→ BRIEF
Every entry must come back exactly as it was written.

→ EXTRACTED DATA

--------

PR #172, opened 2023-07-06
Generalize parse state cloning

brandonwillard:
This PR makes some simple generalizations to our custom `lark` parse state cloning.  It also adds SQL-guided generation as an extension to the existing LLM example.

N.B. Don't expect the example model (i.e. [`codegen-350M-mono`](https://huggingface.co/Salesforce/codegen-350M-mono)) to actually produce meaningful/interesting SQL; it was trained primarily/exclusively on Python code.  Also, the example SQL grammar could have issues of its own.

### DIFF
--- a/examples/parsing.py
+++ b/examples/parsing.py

--------

→ TASK ANSWER
PR #172, opened 2023-07-06
Generalize parse state cloning

brandonwillard:
This PR makes some simple generalizations to our custom `lark` parse state cloning.  It also adds SQL-guided generation as an extension to the existing LLM example.

N.B. Don't expect the example model (i.e. [`codegen-350M-mono`](https://huggingface.co/Salesforce/codegen-350M-mono)) to actually produce meaningful/interesting SQL; it was trained primarily/exclusively on Python code.  Also, the example SQL grammar could have issues of its own.

### DIFF
--- a/examples/parsing.py
+++ b/examples/parsing.py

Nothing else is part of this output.